Content starts

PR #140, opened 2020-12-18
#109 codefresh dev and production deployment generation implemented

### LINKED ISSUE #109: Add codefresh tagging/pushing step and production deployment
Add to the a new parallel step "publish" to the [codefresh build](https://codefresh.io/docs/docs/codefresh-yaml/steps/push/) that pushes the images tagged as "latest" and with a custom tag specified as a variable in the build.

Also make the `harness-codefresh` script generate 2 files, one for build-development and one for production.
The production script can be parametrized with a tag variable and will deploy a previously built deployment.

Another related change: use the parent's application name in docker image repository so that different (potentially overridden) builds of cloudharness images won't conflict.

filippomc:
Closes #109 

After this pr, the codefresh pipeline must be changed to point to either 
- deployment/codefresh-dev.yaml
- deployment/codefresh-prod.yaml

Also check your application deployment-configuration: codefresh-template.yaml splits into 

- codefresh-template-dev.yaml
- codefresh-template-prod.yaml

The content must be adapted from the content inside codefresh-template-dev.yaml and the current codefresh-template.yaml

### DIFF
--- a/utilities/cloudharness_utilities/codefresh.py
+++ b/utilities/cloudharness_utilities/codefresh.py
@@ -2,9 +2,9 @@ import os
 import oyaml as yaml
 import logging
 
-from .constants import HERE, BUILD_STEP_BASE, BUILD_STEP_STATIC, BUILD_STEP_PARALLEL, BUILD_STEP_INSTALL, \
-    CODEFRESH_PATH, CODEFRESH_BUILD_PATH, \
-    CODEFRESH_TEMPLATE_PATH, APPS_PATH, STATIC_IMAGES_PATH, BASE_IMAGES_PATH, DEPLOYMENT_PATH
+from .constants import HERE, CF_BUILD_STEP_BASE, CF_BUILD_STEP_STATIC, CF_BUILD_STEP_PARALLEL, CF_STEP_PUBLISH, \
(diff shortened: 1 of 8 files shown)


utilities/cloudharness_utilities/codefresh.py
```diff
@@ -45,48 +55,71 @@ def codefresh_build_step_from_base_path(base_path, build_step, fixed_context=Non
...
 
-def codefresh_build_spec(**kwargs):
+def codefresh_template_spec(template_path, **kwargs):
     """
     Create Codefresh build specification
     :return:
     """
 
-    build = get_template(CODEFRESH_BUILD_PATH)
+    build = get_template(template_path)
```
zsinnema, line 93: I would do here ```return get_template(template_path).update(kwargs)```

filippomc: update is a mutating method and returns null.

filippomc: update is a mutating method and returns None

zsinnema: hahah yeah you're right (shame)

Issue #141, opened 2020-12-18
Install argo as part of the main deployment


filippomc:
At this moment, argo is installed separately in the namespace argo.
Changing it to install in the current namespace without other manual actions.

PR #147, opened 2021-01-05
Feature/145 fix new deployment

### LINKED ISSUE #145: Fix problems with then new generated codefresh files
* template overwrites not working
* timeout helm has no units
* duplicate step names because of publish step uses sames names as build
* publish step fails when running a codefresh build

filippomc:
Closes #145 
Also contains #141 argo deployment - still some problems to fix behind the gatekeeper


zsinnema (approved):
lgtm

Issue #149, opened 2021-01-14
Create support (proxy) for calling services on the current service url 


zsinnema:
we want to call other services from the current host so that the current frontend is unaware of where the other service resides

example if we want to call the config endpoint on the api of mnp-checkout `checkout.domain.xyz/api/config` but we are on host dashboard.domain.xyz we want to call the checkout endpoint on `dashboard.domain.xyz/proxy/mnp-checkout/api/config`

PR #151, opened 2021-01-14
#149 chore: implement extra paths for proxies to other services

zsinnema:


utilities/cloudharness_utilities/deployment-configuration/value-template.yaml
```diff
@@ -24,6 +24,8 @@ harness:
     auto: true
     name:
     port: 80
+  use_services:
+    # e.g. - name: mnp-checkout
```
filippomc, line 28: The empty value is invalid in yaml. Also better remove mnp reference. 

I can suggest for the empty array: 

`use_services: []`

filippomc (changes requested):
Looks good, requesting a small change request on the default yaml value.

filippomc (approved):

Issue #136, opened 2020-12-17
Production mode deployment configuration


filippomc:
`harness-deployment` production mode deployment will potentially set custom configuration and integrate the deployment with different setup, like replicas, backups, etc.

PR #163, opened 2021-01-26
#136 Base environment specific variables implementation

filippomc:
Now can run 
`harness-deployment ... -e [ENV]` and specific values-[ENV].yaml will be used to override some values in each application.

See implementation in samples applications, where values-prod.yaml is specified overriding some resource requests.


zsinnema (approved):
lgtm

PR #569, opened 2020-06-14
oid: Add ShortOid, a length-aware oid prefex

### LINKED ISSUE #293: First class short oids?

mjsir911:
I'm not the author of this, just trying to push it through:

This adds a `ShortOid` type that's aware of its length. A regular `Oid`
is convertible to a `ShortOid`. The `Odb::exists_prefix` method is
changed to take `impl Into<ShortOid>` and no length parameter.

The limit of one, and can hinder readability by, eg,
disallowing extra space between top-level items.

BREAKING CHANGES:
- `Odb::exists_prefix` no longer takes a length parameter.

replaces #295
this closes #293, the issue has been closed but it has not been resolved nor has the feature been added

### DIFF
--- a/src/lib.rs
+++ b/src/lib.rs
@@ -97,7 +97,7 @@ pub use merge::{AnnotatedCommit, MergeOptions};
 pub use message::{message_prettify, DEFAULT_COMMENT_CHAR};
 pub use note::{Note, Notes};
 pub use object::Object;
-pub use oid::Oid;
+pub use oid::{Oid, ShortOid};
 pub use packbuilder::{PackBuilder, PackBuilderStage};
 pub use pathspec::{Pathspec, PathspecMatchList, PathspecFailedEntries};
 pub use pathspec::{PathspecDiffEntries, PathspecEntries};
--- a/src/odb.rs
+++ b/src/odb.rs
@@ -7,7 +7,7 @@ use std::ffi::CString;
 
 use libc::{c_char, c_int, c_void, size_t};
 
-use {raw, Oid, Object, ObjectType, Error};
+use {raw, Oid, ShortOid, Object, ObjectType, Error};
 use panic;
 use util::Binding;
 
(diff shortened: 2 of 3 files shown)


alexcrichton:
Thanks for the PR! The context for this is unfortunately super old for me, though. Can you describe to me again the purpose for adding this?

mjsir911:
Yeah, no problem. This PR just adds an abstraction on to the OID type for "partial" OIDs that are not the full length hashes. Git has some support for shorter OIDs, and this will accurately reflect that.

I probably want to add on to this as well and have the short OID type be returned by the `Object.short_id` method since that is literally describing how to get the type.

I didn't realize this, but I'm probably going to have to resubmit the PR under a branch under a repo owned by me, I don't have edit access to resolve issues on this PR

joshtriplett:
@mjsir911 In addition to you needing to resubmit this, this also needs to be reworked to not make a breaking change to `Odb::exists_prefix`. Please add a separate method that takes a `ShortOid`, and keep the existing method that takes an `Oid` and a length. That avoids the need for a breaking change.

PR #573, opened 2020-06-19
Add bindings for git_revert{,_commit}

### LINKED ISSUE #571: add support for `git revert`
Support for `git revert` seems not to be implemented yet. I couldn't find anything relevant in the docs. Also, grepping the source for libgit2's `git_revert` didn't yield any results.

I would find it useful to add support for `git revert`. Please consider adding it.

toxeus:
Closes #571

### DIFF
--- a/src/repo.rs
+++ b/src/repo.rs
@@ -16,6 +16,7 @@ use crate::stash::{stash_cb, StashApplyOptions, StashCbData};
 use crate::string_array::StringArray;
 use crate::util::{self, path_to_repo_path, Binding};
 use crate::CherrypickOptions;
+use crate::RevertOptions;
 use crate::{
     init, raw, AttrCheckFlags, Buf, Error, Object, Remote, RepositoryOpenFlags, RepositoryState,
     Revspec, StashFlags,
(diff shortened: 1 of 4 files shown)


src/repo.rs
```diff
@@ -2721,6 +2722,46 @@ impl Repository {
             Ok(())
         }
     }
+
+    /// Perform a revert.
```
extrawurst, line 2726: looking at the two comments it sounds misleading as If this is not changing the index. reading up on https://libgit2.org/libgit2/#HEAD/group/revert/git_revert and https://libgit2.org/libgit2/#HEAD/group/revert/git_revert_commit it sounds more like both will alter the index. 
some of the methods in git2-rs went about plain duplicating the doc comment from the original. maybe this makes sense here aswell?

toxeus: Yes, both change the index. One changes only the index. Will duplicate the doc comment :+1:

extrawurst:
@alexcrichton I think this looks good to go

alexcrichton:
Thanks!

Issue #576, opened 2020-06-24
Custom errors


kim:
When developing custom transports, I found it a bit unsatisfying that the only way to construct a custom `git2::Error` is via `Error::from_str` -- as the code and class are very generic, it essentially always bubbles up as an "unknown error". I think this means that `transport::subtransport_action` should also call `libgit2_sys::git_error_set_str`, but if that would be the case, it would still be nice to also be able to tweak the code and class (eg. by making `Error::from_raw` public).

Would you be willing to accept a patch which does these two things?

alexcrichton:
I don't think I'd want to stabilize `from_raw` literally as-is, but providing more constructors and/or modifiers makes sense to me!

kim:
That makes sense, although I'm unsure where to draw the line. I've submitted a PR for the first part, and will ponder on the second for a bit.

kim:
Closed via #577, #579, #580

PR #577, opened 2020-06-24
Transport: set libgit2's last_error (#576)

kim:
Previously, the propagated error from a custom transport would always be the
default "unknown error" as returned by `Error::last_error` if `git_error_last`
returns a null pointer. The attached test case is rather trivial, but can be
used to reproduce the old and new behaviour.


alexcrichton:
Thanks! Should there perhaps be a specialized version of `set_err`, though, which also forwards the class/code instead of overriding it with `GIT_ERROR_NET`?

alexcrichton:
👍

Content ends

Problem details:
Wherever the word "ObjectType" appears in the entries above, copy that whole line.

Exercise result:
-use {raw, Oid, Object, ObjectType, Error};
+use {raw, Oid, ShortOid, Object, ObjectType, Error};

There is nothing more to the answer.